La mondialisation de l’économie et le développement d’une énorme sphère financière autonome peuvent être considérés comme les principales caractéristiques de la dernière décennie. Néanmoins, du point de vue de l’industrie des cosmétiques, la décennie a aussi été marquée par le développement d’une forte demande pour de produits éthiques et écologiques. Une demande d’abord centrée sur l’Europe, avec la France et l’Allemagne comme principaux marchés de la cosmétique équitable, naturelle ou bio. Mais, avant la crise financière, l’Amérique du Nord refaisait très rapidement son retard.

Selon la société d’études de marchés Kline & Company, la croissance du segment des produits naturels en 2007 aux États-Unis surpassait très largement celle du marché général, avec un taux de croissance de 13% pour le naturel, en fort contraste avec les 3% du marché général.

Le marché éthique va continuer à croître

Cette tendance va-t-elle se poursuivre ? Les informations en provenance des détaillants ouest-européens et états-uniens laissent penser que leurs chiffres d’affaires se détériorent rapidement. Au moment où les consommateurs risque de faire face à une compression de leurs revenus, certains analystes suggèrent qu’une part conséquente de la demande va se déplacer vers les produits à bas prix et vers les discounters, avec des consommateurs abandonnant leurs valeurs pour les prix bas.

« Nous pouvons déjà voir les changements d’attitude qui affectent les habitudes d’achat des clients… les consommateurs ne sont pas prêts à payer un supplément s’il ne peuvent pas sentir la différence, » déclarait tout récemment à CNNMoney.com, Andy Bond, le Pdg du britannique Asda, le second plus gros détaillant du Royaume.
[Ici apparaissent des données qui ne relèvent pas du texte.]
PR #5505, opened 2026-08-21
[tt_parliament] PEPs

### LINKED ISSUE #818: Trinidad and Tobago Members of Parliament
### Data URL

https://www.ttparliament.org/members/

### Publisher

https://www.ttparliament.org/

tt

### Type of data

### Coverage region

region:Latin America

### Can you tell us more?

Covers: House of Representatives and Senate. Format: html. Per-member fields: full name (with honorifics), party (UNC/PNM), constituency, photo, profile URL, biography, parliamentary career, committee membership. ~42 members; languages: en. Access notes: List is paginated (5 pages of 10 at /house/members/page/N/). WordPress REST API (wp-json/wp/v2) is blocked by the Solid Security plugin (401), so no JSON endpoint. Site's TLS certificate chain is incomplete, which broke WebFetch; curl with a browser User-Agent works without issue. No Cloudflare, captcha, or JS rendering required.

- [x] I understand.

herrhellana:
closes https://github.com/opensanctions/crawler-planning/issues/818

### DIFF
--- a/datasets/tt/parliament/crawler.py
+++ b/datasets/tt/parliament/crawler.py
@@ -1,0 +1,177 @@
+import re
+from dataclasses import dataclass
+from urllib.parse import urlencode
+
+from zavod.entity import Entity
+from zavod.stateful.positions import PositionCategorisation, categorise
+from zavod.util import Element
+
+from zavod import Context
+from zavod import helpers as h
+
+# The parliament selector labels each term like "12th Republican Parliament
+# (28 Aug 2020 - 18 Mar 2025)"; the sitting term is labelled "Current - ...".
+TERM_RE = re.compile(r"\((\d{1,2} \w+ \d{4}) - (\d{1,2} \w+ \d{4})\)")
+
+
+@dataclass
+class Post:
+    """A position together with its PEP categorisation, so both travel as a unit."""
+
+    position: Entity
+    categorisation: PositionCategorisation
+
+
+def make_post(context: Context, name: str, wikidata_id: str | None = None) -> Post:
+    position = h.make_position(
+        context,
+        name=name,
+        country="tt",
+        topics=["gov.national", "gov.legislative"],
+        wikidata_id=wikidata_id,
+        lang="eng",
+    )
+    return Post(position, categorise(context, position))
+
+
+def parse_term(label: str) -> tuple[str | None, str | None]:
+    """Extract the term's raw start and end date strings from a selector label.
+
+    Returns the source date strings as-is (parsing is left to the date helpers),
+    or `(None, None)` for the sitting parliament, which the source labels
+    "Current" and leaves undated.
+    """
+    if label.startswith("Current"):
+        return None, None
+    match = TERM_RE.search(label)
+    if match is None:
+        raise ValueError(f"Cannot parse parliament term from label: {label!r}")
+    return match.group(1), match.group(2)
+
+
+def crawl_member(
+    context: Context,
+    row: Element,
+    member: Post,
+    period: tuple[str | None, str | None],
+    speaker: Post | None = None,
+) -> None:
+    profile_url = h.xpath_string(row, "./@href")
+    slug = profile_url.rstrip("/").rsplit("/", 1)[-1]
+
+    raw_name = h.xpath_string(row, './/div[contains(@class, "member_name")]/text()')
+    name = h.strip_name_titles(context, raw_name)
+    assert name is not None
+
+    person = context.make("Person")
+    person.id = context.make_id(slug)
+    person.add("name", name, original_value=raw_name if name != raw_name else None)
+
+    constituencies = h.xpath_strings(
+        row, './/div[contains(@class, "member_constituency")]/text()'
+    )
+    constituency = constituencies[0] if constituencies else None
+
+    is_speaker = constituency == "Speaker of the House"
+    if is_speaker:
+        if speaker is None:
+            raise ValueError(f"Unexpected Speaker row outside the House: {profile_url}")
+        post = speaker
+    else:
+        post = member
+
+    if not post.categorisation.is_pep:
+        return
+
+    parties = h.xpath_strings(
+        row, './/div[starts-with(@class, "member_affiliation")]/text()'
+    )
+    if parties:
+        party_res = context.lookup("party", parties[0])
+        person.add("political", party_res.value if party_res else parties[0])
+    # Constitution of the Republic of Trinidad and Tobago, ss. 41 (Senate) and 47
+    # (House of Representatives), both requiring Trinidad and Tobago citizenship:
+    # https://www.constituteproject.org/constitution/Trinidad_and_Tobago_2007
+    person.add("citizenship", "tt")
+    person.add("sourceUrl", profile_url)
+
+    period_start, period_end = period
+    occupancy = h.make_occupancy(
+        context,
+        person,
+        post.position,
+        period_start=period_start,
+        period_end=period_end,
+        categorisation=post.categorisation,
+    )
+    if occupancy is None:
+        return
+    if not is_speaker and constituency is not None:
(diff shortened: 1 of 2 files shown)


datasets/tt/parliament/crawler.py
```diff
@@ -0,0 +1,177 @@
...
+        pid = h.xpath_string(option, "./@value")
+        if pid == "All":
+            continue
+        period = parse_term(h.xpath_string(option, "./text()"))
+        period_end = period[1]
+        if period_end is not None:
+            end = h.extract_date(
+                context.dataset, period_end, fallback_to_original=False
+            )[0]
+            if end < h.earliest_term_start(house.position.get("topics")):
```
brrttwrks, line 169: I think we want to avoid doing this here. This is handled in the make_occupancy method, if I'm not mistaken.

brrttwrks (commented):
This looks good. Just check the one thing - redundant inclusion check.

datasets/tt/parliament/crawler.py
herrhellana: this check is not redundant, its purpose is to skip processing entire legislative terms outside the PEP coverage window. `make_occupancy()` only drops individual occupancies outside of the coverage window, but it doesn't prevent us from first processing terms, where each position is known to be outside of the coverage window. these two operate at different levels (roaster vs. individual positions).

so the `earliest_term_start()` helper saves processing times and avoids paginated fetches of old legislatures we don't need.

nvmbrasserie (commented):
Nice first pass — the typed HTML helpers, `strip_name_titles` with `original_value`, and the `earliest_term_start` gating all look good. A few things below, mostly about keeping position decisions out of the crawler.

datasets/tt/parliament/crawler.py
```diff
@@ -0,0 +1,177 @@
...
+    )
+    senate = make_post(
+        context, "Member of the Senate of Trinidad and Tobago", "Q19319420"
+    )
+    # No Wikidata QID: the closest candidate, Q109538297, is `instance of` (P31)
+    # "public office" rather than "position", and carries no `applies to
+    # jurisdiction` (P1001) statement, so it fails the check for supplying a QID.
+    speaker = make_post(
+        context, "Speaker of the House of Representatives of Trinidad and Tobago"
+    )
```
nvmbrasserie, line 156: Let's keep just one position here — `Member of the Parliament of Trinidad and Tobago`, with its topics — created once in `crawl()`. Hardcoding a table of positions with looked-up QIDs puts decisions in the code that belong in the categorisation UI.

This also lets `Post`/`make_post` and the Speaker handling go away.

datasets/tt/parliament/crawler.py
```diff
@@ -0,0 +1,177 @@
...
+from zavod.entity import Entity
+from zavod.stateful.positions import PositionCategorisation, categorise
+from zavod.util import Element
+
+from zavod import Context
+from zavod import helpers as h
+
+# The parliament selector labels each term like "12th Republican Parliament
+# (28 Aug 2020 - 18 Mar 2025)"; the sitting term is labelled "Current - ...".
+TERM_RE = re.compile(r"\((\d{1,2} \w+ \d{4}) - (\d{1,2} \w+ \d{4})\)")
```
nvmbrasserie, line 14: Could we split this rather than match it? `partition("(")`, `rstrip(")")`, `partition(" - ")` gets both halves, and the date helpers already know the format from `dates.formats`. The regex reads like validation, but `\w+` accepts any word as a month. We treat regexes as a last resort in parsing generally.

Keep the two halves raw when you pass them on — `make_occupancy` keys the occupancy ID on the date strings as given.

datasets/tt/parliament/crawler.py
```diff
@@ -0,0 +1,177 @@
...
+def make_post(context: Context, name: str, wikidata_id: str | None = None) -> Post:
+    position = h.make_position(
+        context,
+        name=name,
+        country="tt",
+        topics=["gov.national", "gov.legislative"],
+        wikidata_id=wikidata_id,
+        lang="eng",
+    )
+    return Post(position, categorise(context, position))
```
nvmbrasserie, line 34: I'd skip the wrapper type and pass `position` and `categorisation` as plain arguments — `datasets/ke/national_assembly/crawler.py` does it that way, and it's easier to follow at the call sites. With a single position there's nothing left to bundle.

datasets/tt/parliament/crawler.py
```diff
@@ -0,0 +1,177 @@
...
+
+def crawl_member(
+    context: Context,
+    row: Element,
+    member: Post,
+    period: tuple[str | None, str | None],
+    speaker: Post | None = None,
+) -> None:
+    profile_url = h.xpath_string(row, "./@href")
+    slug = profile_url.rstrip("/").rsplit("/", 1)[-1]
```
nvmbrasserie, line 60: Let's key on the raw value: `context.make_id(raw_name)`. We always use the source value as-is for IDs rather than something derived from it — see the [entity ID guide](https://github.com/opensanctions/opensanctions/blob/main/zavod/docs/best_practices/entity_id.md).

datasets/tt/parliament/crawler.py
```diff
@@ -0,0 +1,177 @@
...
+    )
+    constituency = constituencies[0] if constituencies else None
+
+    is_speaker = constituency == "Speaker of the House"
+    if is_speaker:
+        if speaker is None:
+            raise ValueError(f"Unexpected Speaker row outside the House: {profile_url}")
+        post = speaker
+    else:
+        post = member
```
nvmbrasserie, line 81: Giving the Speaker its own position means passing a `speaker` argument down through `crawl_chamber` into `crawl_member` to route one row per term, plus a `ValueError` for when it turns up in the Senate. With a single position none of that is needed — the only thing left is that the House roster puts `Speaker of the House` where other members have their constituency, so we just shouldn't write it to `Occupancy:constituency`.

datasets/tt/parliament/crawler.py
```diff
@@ -0,0 +1,177 @@
...
+    query = urlencode(
+        {"members_search": "1", "keywords": "", "pid": pid, "house": house}
+    )
+    url: str | None = f"{context.data_url}?{query}"
+    seen: set[str] = set()
+    while url is not None:
+        if url in seen:
+            raise ValueError(f"Pagination loop detected at {url}")
+        seen.add(url)
+        doc = context.fetch_html(url, cache_days=1)
```
nvmbrasserie, line 133: `cache_days=1` on the paginated listing is worth another look. Paginated pages are the case `caching.md` specifically warns about: when a member is added, everyone after them shifts across page boundaries, so a stale page combined with a fresh one can drop or duplicate someone.

Concluded terms are the opposite situation — those rosters are settled and don't need refetching every run. No caching for the sitting term and a longer window for the rest would give us fresher current data and a cheaper crawl at the same time.

datasets/tt/parliament/crawler.py
```diff
@@ -0,0 +1,177 @@
...
+
+    period_start, period_end = period
+    occupancy = h.make_occupancy(
+        context,
+        person,
+        post.position,
+        period_start=period_start,
+        period_end=period_end,
+        categorisation=post.categorisation,
+    )
```
nvmbrasserie, line 106: A question rather than a change request. Every row carries a `current_status` div — `Current Member` or `Former Member` — which we don't read. For dated terms it likely doesn't matter, since `make_occupancy` derives status from `period_end`. But the sitting parliament has no dates, so every row comes out as `status: current`, including the 22 of 95 RP13 rows the source marks Former Member.

Worth establishing: is the flag about the person or about that specific term? Past terms show both values, which points to person-level. And is `ended` right with no end date to back it, or is `unknown` more honest?

nvmbrasserie (commented):
Two follow-ups: one on caching, one question about a field we're not reading.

Pourtant, l’intérêt des consommateurs pour les produits éco-sympathiques et le commerce équitable ne s’est tout de même pas évaporé soudainement ! En fait, le 9ème rapport annuel de la Co-operative Bank sur les dépenses vertes montre que le retournement de l’économie ne devrait pas affecter la croissance du consumérisme éthique. Le rapport, qui sert aussi de baromètre du marché éthique au Royaume-Uni, révèle qu’en dépit des premiers soubresauts de la récession ressentis vers la fin de l’année dernière, le marché de l’éthique atteignait 35,5 milliards de livres en 2007, soit une croissance de près de 15 pourcent sur les 12 derniers mois.

En ce qui concerne l’avenir, la banque mentionne l’incidence des législations vertes et des choix politiques des États comme principal facteur de croissance des ventes éthiques.

Le facteur décisif de la réglementation

« Depuis un certain temps maintenant nous avons expliqué que seule la réglementation garantira les changements nécessaires pour que les styles de vie bas carbone se diffusent vers les produits de grande distribution. L’intervention du gouvernement, en faveur des produits qui économisent d’énergie : bouilloires, gros-électroménager, et plus récemment les ampoules électriques, stimule ces marchés et assure qu’ils continuent de croître », explique Dick Parkhouse, le Directeur général « Commerces » de la Co-operative Bank.

« Bien sûr, la situation de l’économie aura un impact sur les dépenses des consommateurs, mais ce rapport montre qu’une action gouvernementale audacieuse peut permettre de dynamiser les marchés tout en prmettant aux consommateurs de réaliser des économies et de protéger l’environnement », ajoute-t-elle.

Mais savoir quel sera au final le choix des autorités gouvernementales demeure relativement incertain. Ce week-end, les discussions autour du « paquet climat-énergie » de l’Union européenne lors du sommet de Bruxelles ont bien montré que certains États doivent faire face aux pressions d’industriels déterminés à éviter tout objectif ambitieux de réduction des gaz à effet de serre susceptible de leur faire supporter un surcoût trop lourd.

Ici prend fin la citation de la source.